The New Medicaid Managed Care Rule and Its Effects on Compliance Programs

Kaitlin Lavin
Executive Editor
Loyola University Chicago School of Law, JD 2017


The Centers for Medicare and Medicaid Services (CMS) recently published a new rule for state contracts with Medicaid Managed Care Organizations (MCO). Medicaid MCOs provide comprehensive services to beneficiaries for capitated payments. The effective date of the rule was July 5, 2016. States will need to modify contracts with MCOs to comply with the new rule. For rating periods of MCO contracts beginning before July 1, 2017, CMS will not deem states non-compliant with the rule as long as they remain in compliance with corresponding sections of 42 CFR § 438, revised as of October 1, 2015.

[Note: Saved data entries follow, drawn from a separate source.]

Issue #11, opened 2022-06-28
Remove bash-style function declarations from C code


mrnuke:
In shell scripts, functions do not have a return type

```
do_shell_stuff() {
}
```
### Bad C code
On the other hand, in C, the return type of a function is crucial to the understanding of the function and surrounding code. The function is non severable from its return type. Thus lines like the following are non-sensical:

```
static int
do_c_stuff(void()
{
}
```

While I suspect there is a desire to write functions this way for consistency with bash code, I find this to be stupid. It detracts readability because:
1. It increases the number of lines of code
2. It requires more cognitive effort to understand the function

### Preferred C code

It is always preferable do declare the function in a single line. If that can be done, it is the only way to do it.

```
static int do_c_stuff(void)
{
}
```

When this does not fit on a single line (80 characters according to the kernel coding guidelines), it is okay to mode the **static** and/or **inline** keyword on a separate line. In any case the return type must be on the same line as the function.
```
static inline
struct long_name_struct *do_long_function_name(int lots, size_t of, char arguments)
{
}
```

### Issue

A lot of code in realtek-poe uses the "Bad C code" style. This must be refactored.

PR #24, opened 2022-08-02
realtek-poe: add ubus port power control

bmork:
Allow power to be dynamically disabled/enabled on individual
ports, similar to the ancient lua implementation

Note that "port" parameter now takes the configured port name
instead of the one-based index used by the lua code.

Signed-off-by: Bjørn Mork <bjorn@mork.no>

### DIFF
--- a/src/main.c
+++ b/src/main.c
@@ -880,10 +880,40 @@ ubus_poe_reload_cb(struct ubus_context *ctx, struct ubus_object *obj,
 	return UBUS_STATUS_OK;
 }
 
+static const struct blobmsg_policy ubus_poe_manage_policy[] = {
+	{ "port", BLOBMSG_TYPE_STRING },
+	{ "enable", BLOBMSG_TYPE_BOOL },
+};
+
+static int ubus_poe_manage_cb(struct ubus_context *ctx, struct ubus_object *obj,
+			      struct ubus_request_data *req, const char *method,
+			      struct blob_attr *msg)
+{
+	struct blob_attr *tb[ARRAY_SIZE(ubus_poe_manage_policy)];
+	const struct port_config *port;
+	const char *port_name;
+	size_t i;
+
+	blobmsg_parse(ubus_poe_manage_policy,
+		      ARRAY_SIZE(ubus_poe_manage_policy),
+		      tb, blob_data(msg), blob_len(msg));
+	if (!tb[0] || !tb[1])
+		return UBUS_STATUS_INVALID_ARGUMENT;
+
+	port_name = blobmsg_get_string(tb[0]);
+	for (i = 0; i < config.port_count; i++) {
+		port = &config.ports[i];
+		if (port->enable && !strcmp(port_name, port->name))
+			return poe_cmd_port_enable(i, blobmsg_get_bool(tb[1]));
+	}
+	return UBUS_STATUS_INVALID_ARGUMENT;
+}
+
 static const struct ubus_method ubus_poe_methods[] = {
 	UBUS_METHOD_NOARG("info", ubus_poe_info_cb),
 	UBUS_METHOD_NOARG("reload", ubus_poe_reload_cb),
 	UBUS_METHOD("sendframe", ubus_poe_sendframe_cb, ubus_poe_sendframe_policy),
+	UBUS_METHOD("manage", ubus_poe_manage_cb, ubus_poe_manage_policy),
 };
 
 static struct ubus_object_type ubus_poe_object_type =


src/main.c
```diff
@@ -880,10 +880,42 @@ ubus_poe_reload_cb(struct ubus_context *ctx, struct ubus_object *obj,
...
+		      tb, blob_data(msg), blob_len(msg));
+	if (!tb[0] || !tb[1])
+		return UBUS_STATUS_INVALID_ARGUMENT;
+
+	port = blobmsg_get_string(tb[0]);
+	for (i = 0; i < config.port_count; i++) {
+		if (!config.ports[i].valid || strncmp(port, config.ports[i].name, sizeof(config.ports[i].name)))
+			continue;
+
+		poe_cmd_port_enable(i, !!blobmsg_get_bool(tb[1]));
```
mrnuke: `blobmsg_get_bool` returns a bool so why the `!!` ?

src/main.c
```diff
@@ -880,10 +880,42 @@ ubus_poe_reload_cb(struct ubus_context *ctx, struct ubus_object *obj,
...
+
+	blobmsg_parse(ubus_poe_port_policy,
+		      ARRAY_SIZE(ubus_poe_port_policy),
+		      tb, blob_data(msg), blob_len(msg));
+	if (!tb[0] || !tb[1])
+		return UBUS_STATUS_INVALID_ARGUMENT;
+
+	port = blobmsg_get_string(tb[0]);
+	for (i = 0; i < config.port_count; i++) {
+		if (!config.ports[i].valid || strncmp(port, config.ports[i].name, sizeof(config.ports[i].name)))
```
mrnuke: Your reviewer is an evil old-school maggot who likes to keep lines capped at 80 characters. Now, on to the actual points:

1. Do we want to power-on explicitly disabled ports? They have not been configured. Trying to turn them on has undefined results.
2. Isn't `strlen(name)` less than `sizeof(name)` ? Is there a value to str**n**cmp(), when both strings are guaranteed to be null-terminated?
3. Dereferencing an array multiple times on a line. You might want to have a pointer to the element, and dereference it directly.:
 ```
port = &config[i];

if (!port->enabled || strcmp(port_name, port->name))
```

File: src/main.c [hunk 3]
```diff
@@ -880,10 +880,42 @@ ubus_poe_reload_cb(struct ubus_context *ctx, struct ubus_object *obj,
...
+	{ "enable", BLOBMSG_TYPE_BOOL },
+};
+
+static int
+ubus_poe_port_cb(struct ubus_context *ctx, struct ubus_object *obj,
+		 struct ubus_request_data *req, const char *method,
+		 struct blob_attr *msg)
+{
+	struct blob_attr *tb[ARRAY_SIZE(ubus_poe_port_policy)];
+	char *port;
```
mrnuke: Not modifying the string `port`, and this also represents the name of the port, not the port itself. So should probably be advertised as `const char *port_name`.

src/main.c
```diff
@@ -880,10 +880,42 @@ ubus_poe_reload_cb(struct ubus_context *ctx, struct ubus_object *obj,
 	return UBUS_STATUS_OK;
 }
 
+static const struct blobmsg_policy ubus_poe_port_policy[] = {
+	{ "port", BLOBMSG_TYPE_STRING },
+	{ "enable", BLOBMSG_TYPE_BOOL },
+};
+
+static int
+ubus_poe_port_cb(struct ubus_context *ctx, struct ubus_object *obj,
```
mrnuke: Please see #11

src/main.c
```diff
@@ -880,10 +880,42 @@ ubus_poe_reload_cb(struct ubus_context *ctx, struct ubus_object *obj,
...
+		 struct ubus_request_data *req, const char *method,
+		 struct blob_attr *msg)
+{
+	struct blob_attr *tb[ARRAY_SIZE(ubus_poe_port_policy)];
+	char *port;
+	size_t i;
```
mrnuke, line 895: Bonus points for nailing `size_t` instead of int :)

src/main.c
```diff
@@ -880,10 +880,42 @@ ubus_poe_reload_cb(struct ubus_context *ctx, struct ubus_object *obj,
...
+
+	port = blobmsg_get_string(tb[0]);
+	for (i = 0; i < config.port_count; i++) {
+		if (!config.ports[i].valid || strncmp(port, config.ports[i].name, sizeof(config.ports[i].name)))
+			continue;
+
+		poe_cmd_port_enable(i, !!blobmsg_get_bool(tb[1]));
+		return UBUS_STATUS_OK;
+	}
+	return UBUS_STATUS_NOT_FOUND;
```
mrnuke: This isn't wrong, but this logic seems odd because the expected exit path is on a branch:
```
if (okay()) {
	do_good_things();
	return SUCCESS;
}

return FAIL;
```
Is there a good way to reorganize the flow as the following?
```
if (!okay)
	return FAIL;

do_good_things();
return SUCCESS;
```

src/main.c
```diff
@@ -880,10 +880,42 @@ ubus_poe_reload_cb(struct ubus_context *ctx, struct ubus_object *obj,
...
+ubus_poe_port_cb(struct ubus_context *ctx, struct ubus_object *obj,
+		 struct ubus_request_data *req, const char *method,
+		 struct blob_attr *msg)
+{
+	struct blob_attr *tb[ARRAY_SIZE(ubus_poe_port_policy)];
+	char *port;
+	size_t i;
+
+	blobmsg_parse(ubus_poe_port_policy,
+		      ARRAY_SIZE(ubus_poe_port_policy),
```
mrnuke: Looks like `blobmsg_parse(ubus_poe_port_policy, ARRAY_SIZE(ubus_poe_port_policy),` will fit on a single line.

mrnuke (changes requested):
We really need a coherent interface over ubus. My concern is that if we add things piecemeal, the result will not be coherent. I'm okay with adding required functionality, with the understanding that the ubus interface will change.

```
ubus call poe port {"port" : "lan42", "enable" : no_senor}
```
Is that the correct form? We need to document this **somewhere**.

EDIT: The ubus command name should contain a verb describing the action to be taken (for example port_**enable**_unlimited_power).

src/main.c
bmork: > We really need a coherent interface over ubus. My concern is that if we add things piecemeal, the result will not be coherent. I'm okay with adding required functionality, with the understanding that the ubus interface will change.

That's where the initial attempts to add this daemon stopped....

Yes, we should have a coherent, well-documented, interface supported on more than one hardware platform.  But no one knows how to get there.  Or, well, at least I don't-

> ```
> ubus call poe port {"port" : "lan42", "enable" : no_senor}
> ```
> 
> Is that the correct form? We need to document this **somewhere**.

I don't think "no_senor" will work as a boolean, but other than that - yes.  

> EDIT: The ubus command name should contain a verb describing the action to be taken (for example port_**enable**_unlimited_power).

OK.  I started out wanting to replicate the lua interface.  But I have no strong opinions.  Whatever it takes to get the feature is fine with me :-)

src/main.c
bmork: > Your reviewer is an evil old-school maggot who likes to keep lines capped at 80 characters.

I usually try to match the code I modify, so I did attempt to make this line 80 chars.  But all the alternatives I tried looked awful so I gave up.

I didn't try the element pointer you propose below though.  That one looks good to me.

>     1. Do we want to power-on explicitly disabled ports? They have not been configured. Trying to turn them on has undefined results.

Good point.  I guess this should be restricted to ports being enabled in the config.

>     2. Isn't `strlen(name)` less than `sizeof(name)` ? Is there a value to str**n**cmp(), when both strings are guaranteed to be null-terminated?

Probably not.  Let's just drop the n and make this line even shorter.
 
>     3. Dereferencing an array multiple times on a line. You might want to have a pointer to the element, and dereference it directly.:
> 
> 
> ```
> port = &config[i];
> 
> if (!port->enabled || strcmp(port_name, port->name))
> ```

Yes, that does look much nicer.

src/main.c
bmork: Absolutely agree.

BUT: This was actually an attempt to copy the existing style from ubus_poe_sendframe_cb() and ubus_poe_reload_cb().  And I still think that's the correct thing to do. Mixed style is worse than bad style. And mixing refactoring with new code is really bad.

So I'd prefer it stays this way until the rest is refactored.

src/main.c
bmork: Finally, some payback for paying attention to the existing code :-)

src/main.c
bmork: Does it matter?  The code becomes more complicated with this is reversed, since we will have to finish the loop and then test again whether it succeeded or not.  We can't decide that it failed inside the loop.

Not extremely important to me, but I just like making code as simple as possible.

src/main.c
bmork: Yes. Blind cutnpaste from the ubus_poe_sendframe_cb(), without considering the effect of the shorter policy name

src/main.c
mrnuke: Scroll up... There's close to a 50-50 mix of "bad" and "preferred" style functions. You have a choice between:
1.  being consistent with the new code, submitting a good, long-lasting change, or
2.  being consistent with the old style,  submitting code that someone will have to fix later.

bmork: ok, guess you're right here as well.  Really annoying .-)  Will fix

src/main.c
mrnuke: It's not critical. Either form will work for now. This is up to you.

> We can't decide that it failed inside the loop.

But of course!
```
	for (i = 0; i < config.port_count; i++) {
		port = &config.ports[i];
		if (port->enable && strcmp(port_name, port->name)
			break;

		port = NULL;
	}
	
	if (!port)
		return UBUS_STATUS_NOT_FOUND;
```

src/main.c
mrnuke: > OK. I started out wanting to replicate the lua interface. But I have no strong opinions. Whatever it takes to get the feature is fine with me :-)

Think about it from a different point of view. The lua interface predates the contributor whose name is on the majority of commits -- He never used it, and never cared for it. To him, the "lua interface" is meaningless.

Instead, compare to the current state of realtek-poe. **Why** is the change relevant, and **what is the most logical** way to achieve it.

bmork: Sorry, I have no idea why this should be made any different.  You may say what you want about the lua implementation, but I have been an occasional user of it for the lack of anything better. Personally I care about the **feature.**  Someone who cares about interface design can do that.

bmork:
I've updated the patch with all the requested changes I know how to do.

I really don't know how/where to document the ubus interface.  AFAIK, this is how all our ubus interfaces are documented:
```
root@gs1900-10hp-f:~# ubus -v list poe
'poe' @3ca0070f
        "info":{}
        "reload":{}
        "sendframe":{"frame":"String"}
        "manage":{"port":"String","enable":"Boolean"}
```
I arbitrarily renamed the call to  "manage" in an attempt to describe the action, as requested. I believe "enable" would limit this interface unnecessarily in case we want to modify other per-port settings.  Therefore "manage", which should uniquely define what this does along with the "enable" paramater.  If there are use cases, then we can add more parameters to the same call.

src/main.c
```diff
@@ -880,10 +880,48 @@ ubus_poe_reload_cb(struct ubus_context *ctx, struct ubus_object *obj,
...
 
+static const struct blobmsg_policy ubus_poe_manage_policy[] = {
+	{ "port", BLOBMSG_TYPE_STRING },
+	{ "enable", BLOBMSG_TYPE_BOOL },
+};
+
+static int ubus_poe_manage_cb(struct ubus_context *ctx,
+			      struct ubus_object *obj,
+			      struct ubus_request_data *req,
+			      const char *method, struct blob_attr *msg)
```
mrnuke: I think you can just about fit (ctx, obj), and (req, method) on the same line.

(optional) If you don't use an argument, feel free to leave the name out. For example:
```
static int ubus_poe_manage_cb(struct ubus_context *, struct ubus_object *,
			      struct ubus_request_data *, const char *,
			      struct blob_attr *msg)

```

src/main.c
```diff
@@ -880,10 +880,48 @@ ubus_poe_reload_cb(struct ubus_context *ctx, struct ubus_object *obj,
...
+		return UBUS_STATUS_INVALID_ARGUMENT;
+
+	port_name = blobmsg_get_string(tb[0]);
+	for (i = 0; i < config.port_count; i++) {
+		port = &config.ports[i];
+		if (!port->valid || strcmp(port_name, port->name))
+			continue;
+		if (!port->enable) {
+			ULOG_NOTE("Cannot manage disabled port '%s'\n", port_name);
+			return UBUS_STATUS_INVALID_ARGUMENT;
```
mrnuke: Sounds like a noble effort, but the command fails with `Command failed: Invalid argument`, and the ubus caller doesn't see the NOTE message. So why bother? Replace `!port->valid` with `!port->enable` in the first predicate, and drop the second if statement altogether. 

Yes, it's safe to assume `!valid` implies `!enable`.

mrnuke (changes requested):
Tested-by: Alexandru Gagniuc <mr.nuke.me@gmail.com>

src/main.c
bmork: Well, the main point wasn't the log message, but making a distinction between "port does not exist" and "port cannot be managed".  For example with "lan2" disabled in config, "lan3" disabled by ubus command, and all other ports enabled:
```
root@gs1900-10hp-f:~# ubus  call poe info
{
        "firmware": "v22.4",
        "mcu": "ST Micro ST32F100 Microcontroller",
        "budget": 77.000000,
        "consumption": 15.000000,
        "ports": {
                "lan1": {
                        "priority": 0,
                        "mode": "PoE+",
                        "status": "Searching"
                },
                "lan2": {
                        "priority": 0,
                        "mode": "PoE+",
                        "status": "Disabled"
                },
                "lan3": {
                        "priority": 0,
                        "mode": "PoE+",
                        "status": "Disabled"
                },
                "lan4": {
                        "priority": 0,
                        "mode": "PoE+",
                        "status": "Searching"
                },
                "lan5": {
                        "priority": 0,
                        "mode": "PoE+",
                        "status": "Searching"
                },
                "lan6": {
                        "priority": 0,
                        "mode": "PoE+",
                        "status": "Delivering power",
                        "consumption": 4.200000
                },
                "lan7": {
                        "priority": 0,
                        "mode": "PoE+",
                        "status": "Delivering power",
                        "consumption": 4.300000
                },
                "lan8": {
                        "priority": 0,
                        "mode": "PoE+",
                        "status": "Delivering power",
                        "consumption": 6.800000
                }
        }
}
root@gs1900-10hp-f:~# ubus  call poe manage '{"port":"lan2","enable":true}'
Command failed: Invalid argument
root@gs1900-10hp-f:~# ubus  call poe manage '{"port":"lan42","enable":true}'
Command failed: Not found
root@gs1900-10hp-f:~# ubus  call poe manage '{"port":"lan3","enable":true}'
```
Of course, if you insist, we could just return UBUS_STATUS_INVALID_ARGUMENT for all errors.  Then I agree that the "valid" test can be replaced by the "enable" test.

bmork:
OK, I ended up agreeing that there is little value in the distinction between "valid" and "enable".  Removing it makes the code much more compact.

Made one additional unrequested change: Returning the result of poe_cmd_port_enable(), similar to what the "sendframe" method does.  Not 100% sure about this since it means we return 0 instead of UBUS_STATUS_OK, but I consider consistent behaviour more important.

src/main.c
```diff
@@ -880,10 +880,40 @@ ubus_poe_reload_cb(struct ubus_context *ctx, struct ubus_object *obj,
...
+	if (!tb[0] || !tb[1])
+		return UBUS_STATUS_INVALID_ARGUMENT;
+
+	port_name = blobmsg_get_string(tb[0]);
+	for (i = 0; i < config.port_count; i++) {
+		port = &config.ports[i];
+		if (port->enable && !strcmp(port_name, port->name))
+			return poe_cmd_port_enable(i, blobmsg_get_bool(tb[1]));
+	}
+	return UBUS_STATUS_INVALID_ARGUMENT;
```
mrnuke, line 909: I sort of preferred the original NOT_FOUND return code.

mrnuke (approved):
Good enough for government work!

Hurricos:
If @mrnuke says it's good, it must be good. I have left my GS1900-24HPv1 unplugged after constructing an external serial connector for it, but once it's plugged in again I will test, Tested-by and merge.

Hurricos:
I was about to test this, then I found [this bug](https://github.com/openwrt/openwrt/issues/10530), and then I had a family emergency and needed to rush home.

Anyways. I don't think at this point I need to hold this up. Merging.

The rule has expanded the inspection and audit rights for the state and federal government. It will expand the existing standard to include access to premises, physical facilities, and equipment of contractors or subcontractors where Medicaid-related activities or work is conducted. CMS and states will also be able to conduct inspections or audits at any time. CMS will have the right to audit for 10 years after the date on which a violation is committed, consistent with the False Claims Act at 31 U.S.C. § 3731(b)(2). CMS clarified that the phrase “at any time” means the specified entities may inspect and audit records and access facilities of MCOs or subcontractors outside of regular business hours. Access will not be conditioned on the reasonable possibility of fraud. Initially, CMS proposed that MCOs retain records for at least 6 years. However, CMS revised the final rule to require record retention for 10 years, consistent with the False Claims Act, as well as record retention requirements for the Medicare Advantage program.

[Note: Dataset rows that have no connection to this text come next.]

PR #35, opened 2026-05-08
feat(reading): preference toggle endpoint + HTMX style swap (#16)

### LINKED ISSUE #16: READ-2 — Preference toggle endpoint + HTMX <style> swap

cubrox:
## Ticket

Closes #16 — READ-2: Preference toggle endpoint + HTMX `<style>` swap.

## Summary

The user can now **actually change their reading preferences** and see the change apply instantly. Each click on a sidebar button posts to `/preferences/{key}`, upserts the value, and returns a fresh `<style id='reading-surface-style'>` fragment — HTMX swaps it in place via `outerHTML`. No page reload, no flicker.

This closes the loop on the Reading Surface epic's first arc: combined with READ-1, the user gets a configurable reading view they can tune to their preference and have the preference persist across sessions.

## Changes Made

- **CREATE** [app/services/reading/options.py](app/services/reading/options.py) — `PREFERENCE_OPTIONS` allow-list (per-key valid values), `coerce_value()` (form-string → typed value), `label_for()` (UI button text).
- **CREATE** [app/services/reading/preferences.py](app/services/reading/preferences.py) — `upsert_preference()` with read-merge-write semantics + unchanged-value short-circuit.
- **MODIFY** [app/api/reading.py](app/api/reading.py) — new `POST /preferences/{key}` route. Validates key + value against allow-lists, upserts, returns `<style>` fragment. The GET route now also passes `preference_options` and `label_for` to the page context for sidebar rendering.
- **CREATE** [templates/fragments/reader_style.html](templates/fragments/reader_style.html) — extracted `<style>` block, used by both the page (via `{% include %}`) and the toggle endpoint (via `TemplateResponse`).
- **MODIFY** [templates/pages/reading.html](templates/pages/reading.html) — uses the fragment include + adds the `<details>` sidebar with HTMX-attributed buttons for each preference.
- **MODIFY** [static/style.css](static/style.css) — sidebar styling: `.reader-controls` layout + `aria-pressed` outline marker for active options.
- **CREATE** [tests/test_preferences.py](tests/test_preferences.py) — 17 tests covering each DoD assertion + adversarial CSS-injection attempt.

## Design notes

- **Allow-list validation is the load-bearing safety check.** Both the key (one of seven hardcoded names) AND the value (one of a per-key allow-list) must be valid before any DB write or template render. A value outside the list returns 422. Pinned by `test_value_outside_allow_list_returns_422` AND `test_css_injection_attempt_returns_422` (which posts `red;}body{display:none;}` to /preferences/bg).
- **Read-merge-write, not blind overwrite.** The upsert function reads the existing row's `values` dict, merges in `{key: value}`, writes back. Setting `size` then `line_height` produces a row with BOTH keys set. Pinned by `test_second_toggle_merges_into_existing_values`.
- **Short-circuit on unchanged value.** Clicking the same button twice produces only one DB UPDATE. Pinned by `test_unchanged_value_does_not_update_updated_at` which asserts `updated_at` stays the same on the second post.
- **`bionic_enabled` coerces 'true'/'false' form strings to actual booleans.** Form data arrives as strings; the boolean key needs explicit coercion before the allow-list check (which contains `True`, `False` not `"true"`, `"false"`).
- **Sidebar accessibility from the start**: semantic `<fieldset>` + `<legend>` + `<button type="button">` with `aria-pressed`. The active option for each key is outlined via CSS keyed off `[aria-pressed="true"]`. Keyboard users can tab through; screen readers announce both the legend and the pressed state.
- **Fragment template extraction** lets the page include the same `<style>` block on first paint that the POST endpoint returns on toggle. Single source of truth for the variable layout.

## Reviewer-flagged dependent invariant honored

The READ-1 reviewer flagged that the `| safe` filter on CSS values in the `<style>` block requires WRITE-side allow-list validation to remain safe. This PR is that validation. The `test_css_injection_attempt_returns_422` test pins it.

- Bionic-emphasis text transform (the visual effect when `bionic_enabled=true` is set). **READ-3 (#17)**.
- HTMX OOB swaps to also update aria-pressed on sibling buttons after a toggle. Currently aria-pressed only reflects page-load state; live updates would need the route to return the sidebar fragment too. Polish for a future ticket.
- AUTH-3's cookie-reissue bug fix. The /preferences endpoints return their own HTMLResponse so they're affected by the same FastAPI Response.set_cookie issue documented yesterday. Cookies stay valid for full 30 days regardless; only the rolling-window extension is no-op. Same scope as a future middleware fix.

### Automated tests

- [x] 17 new tests pass locally
- [x] Full suite still green (119 / 119)
- [x] Coverage 98.65% overall; new modules at 100%
- [x] Pre-push hook passed

```bash
# 1. Sign in
# 2. Paste a passage (/passages/new)
# 3. Land on /read/<uuid>
# 4. Open "Reading preferences" details
# 5. Click 24px size button — text resizes WITHOUT page reload
# 6. Click 1.8 line-height button — spacing changes, size stays 24px
# 7. Refresh page — preferences persist
# 8. Try inspecting + editing a hx-vals attribute to send a forged
#    value — see 422 in network tab
```

## Checklist

- [x] All tests pass (119/119, 98.65% coverage)
- [x] Code follows project conventions
- [x] No lint/type errors
- [x] Reviewer's dependent invariant from READ-1 honored
- [ ] Human merge

### DIFF
--- a/app/api/reading.py
+++ b/app/api/reading.py
@@ -1,22 +1,23 @@
-"""Reading-view route.
+"""Reading-view + preference-toggle routes.
 
-GET /read/{passage_id} renders the configurable reading surface for a
-single passage. The user's preferences are inlined into the template's
-`<style>` block as CSS variables — first paint already shows the
-correctly-styled text, no client-side reflow.
+GET  /read/{passage_id}     — render the configurable reading surface
+POST /preferences/{key}     — set one preference, return the swappable
+                              <style> fragment for HTMX outerHTML
 
-Owner check: a user can only view their own passages. Other users'
-passages return 404 (not 403) — same response shape as a nonexistent
-UUID, so the existence of any specific passage isn't leaked.
+Owner check on the GET: a user can only view their own passages. Other
+users' passages return 404 (not 403) — same response shape as a
+nonexistent UUID, so the existence of any specific passage isn't leaked.
 
 Per ADR-005 (HTMX, no SPA), all reading-state lives in the URL + cookie
-+ DB; no client-side state container.
++ DB; no client-side state container. The POST returns ONLY the
+`<style id="reading-surface-style">` fragment so HTMX can swap it
+in place without touching anything else on the page.
 """
 
 import uuid
 from typing import Annotated
 
-from fastapi import APIRouter, Depends, HTTPException, Request
+from fastapi import APIRouter, Depends, Form, HTTPException, Request
 from fastapi.responses import HTMLResponse
 from sqlmodel import Session, select
 
@@ -26,6 +27,12 @@ from app.models.preference import Preference
 from app.models.user import User
 from app.services.identity.session import current_user
 from app.services.reading.defaults import with_defaults
+from app.services.reading.options import (
+    PREFERENCE_OPTIONS,
+    coerce_value,
+    label_for,
+)
+from app.services.reading.preferences import upsert_preference
 from app.templates import templates
 
 router = APIRouter()
@@ -45,7 +52,8 @@ def read_passage(
 
     Loads the passage (filtered by ownership), loads the user's stored
     preferences (or falls back to defaults if no row exists), renders
-    the full HTML page with the CSS-variable block already populated.
+    the full HTML page with the CSS-variable block already populated
+    AND the preference-toggle sidebar wired up.
     """
     passage = session.exec(
         select(Passage).where(Passage.id == passage_id, Passage.user_id == user.id)  # type: ignore[arg-type]
@@ -62,5 +70,54 @@ def read_passage(
     return templates.TemplateResponse(
         request=request,
         name="pages/reading.html",
-        context={"passage": passage, "prefs": prefs},
+        context={
+            "passage": passage,
+            "prefs": prefs,
+            "preference_options": PREFERENCE_OPTIONS,
+            "label_for": label_for,
+        },
+    )
+
+
+@router.post("/preferences/{key}", response_class=HTMLResponse)
+def update_preference(
+    request: Request,
+    key: str,
+    user: CurrentUser,
+    session: SessionDep,
+    value: Annotated[str, Form()],
+) -> HTMLResponse:
+    """Set ONE preference and return the swappable <style> fragment.
+
+    Returns a fragment, not a full page — HTMX `outerHTML` swaps it
+    into `#reading-surface-style` without touching anything else.
+
+    Validation gates user input against PREFERENCE_OPTIONS in
+    app/services/reading/options.py — both the key and the value must
+    be allow-listed. This is the dependent invariant the READ-1
+    reviewer flagged: without it, the `| safe` filter in the template
+    would let a user inject arbitrary CSS.
+    """
+    if key not in PREFERENCE_OPTIONS:
+        raise HTTPException(status_code=422, detail=f"Unknown preference key: {key!r}")
+
+    coerced = coerce_value(key, value)
+    if coerced is None or coerced not in PREFERENCE_OPTIONS[key]:
+        raise HTTPException(
+            status_code=422,
+            detail=f"Invalid value for {key!r}",
+        )
+
+    upsert_preference(user_id=user.id, key=key, value=coerced, session=session)
+    session.commit()
+
+    # Re-read for the freshest merged view (handles both the new-row
+    # case and the existing-row case uniformly).
+    stored_pref = session.get(Preference, user.id)
+    prefs = with_defaults(stored_pref.values if stored_pref else None)
+
+    return templates.TemplateResponse(
+        request=request,
+        name="fragments/reader_style.html",
+        context={"prefs": prefs},
     )
--- a/app/api/reading.py
+++ b/app/api/reading.py
@@ -31,6 +31,7 @@ from app.services.reading.options import (
     PREFERENCE_OPTIONS,
     coerce_value,
     label_for,
+    value_for_form,
 )
 from app.services.reading.preferences import upsert_preference
 from app.templates import templates
@@ -75,6 +76,7 @@ def read_passage(
             "prefs": prefs,
             "preference_options": PREFERENCE_OPTIONS,
             "label_for": label_for,
+            "value_for_form": value_for_form,
         },
     )
 
--- a/app/services/reading/options.py
+++ b/app/services/reading/options.py
@@ -75,3 +75,19 @@ def label_for(key: str, value: Any) -> str:
     sidebar template to render button text.
     """
     return PREFERENCE_LABELS.get((key, value), str(value))
+
+
+def value_for_form(value: Any) -> str:
+    """Render a preference value as the string the route expects to receive.
+
+    The route's `coerce_value()` accepts lowercase 'true'/'false' for the
+    bionic_enabled boolean. Python's str(True) is 'True' (capitalized),
+    so a naive template render of `{{ opt | string }}` would emit a value
+    the route then rejects with 422. This helper produces the lowercase
+    form for booleans and str(value) for everything else.
+    """
+    if value is True:
+        return "true"
+    if value is False:
+        return "false"
+    return str(value)
--- a/app/services/reading/options.py
+++ b/app/services/reading/options.py
@@ -1,0 +1,77 @@
+"""Allow-list of valid preference keys and per-key valid values.
+
+This is the **dependent invariant** the READ-1 reviewer flagged: any
+user-supplied preference value MUST be validated against this allow-list
+before it reaches the rendered `<style>` block. Without it, a user who
+posted `value=red;}body{display:none}` would get that string injected
+verbatim into CSS via the `| safe` filter on the template (which is
+necessary because legitimate CSS values like font stacks contain
+apostrophes that auto-escape would mangle).
+
+The keys here are the SAME keys used in app/services/reading/defaults.py.
+Values are CSS-ready strings (or booleans for toggles) — directly
+substitutable into `var(--reader-*)` declarations.
+"""
+
+from typing import Any
+
+# Per-key allow-lists. Each list's first entry is the default (matches
+# app/services/reading/defaults.py).
+PREFERENCE_OPTIONS: dict[str, list[Any]] = {
+    "font": [
+        "Georgia, 'Iowan Old Style', 'Charter', 'Bitstream Charter', serif",
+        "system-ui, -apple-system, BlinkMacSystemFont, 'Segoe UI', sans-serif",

Furthermore, the new rule requires managed care plans to implement administrative and managerial procedures to prevent fraud and abuse. The requirements have also been extended to the MCO subcontractors. CMS emphasized the importance of this regulatory structure, especially in states that rely on heavily sub-delegated arrangements. These procedures require compliance officers to begin reporting directly to both the CEO and board of directors of an MCO. Additionally, MCOs will need to establish a Regulatory Compliance Committee on the board of directors and at the senior management level charged with oversight of the compliance program. MCOs will need to establish a training and education system for the compliance officer, organization’s senior management, and the organization’s employees for the federal and state requirements under the contract. Compliance officers must develop an effective system of communication with employees. The compliance program will be responsible for routine internal monitoring and auditing of compliance risks, prompt response to compliance issues as they are raised, investigation of potential compliance problems as identified in the course of self-evaluation and audits, correction of such problems promptly and thoroughly to reduce the potential for recurrence, and ongoing compliance with the requirements under the state contract. States will have flexibility to set the parameters for a measure of “promptness” in their contracts, and to establish more stringent standards for defining and reporting on fraud and improper payments. In the contract, states may also prescribe a particular sampling method or other method when conducting audits.

The new rule will also affect payment to MCOs because overpayments represent state and federal Medicaid funds that were paid to an excluded or fraudulent providers by the MCO; states are expected to take such recoveries into account in developing actuarially sound capitation rates for the reimbursement of MCOs. This will incentivize MCOs to oversee the billing practices of network providers and undertake monitoring efforts on a proactive basis. State contracts now must all require MCOs to disclose any prohibited affiliations in writing. MCOs are prohibited from having affiliations with excluded individuals or entities, whether or not the relationship is known to the MCO. Failure to report such affiliations will result in sanctions, in addition to consequences for failure to comply with a condition of payment. As a result of this new rule, MCOs will need to start working on developing effective compliance programs and start reading state contracts a little more closely.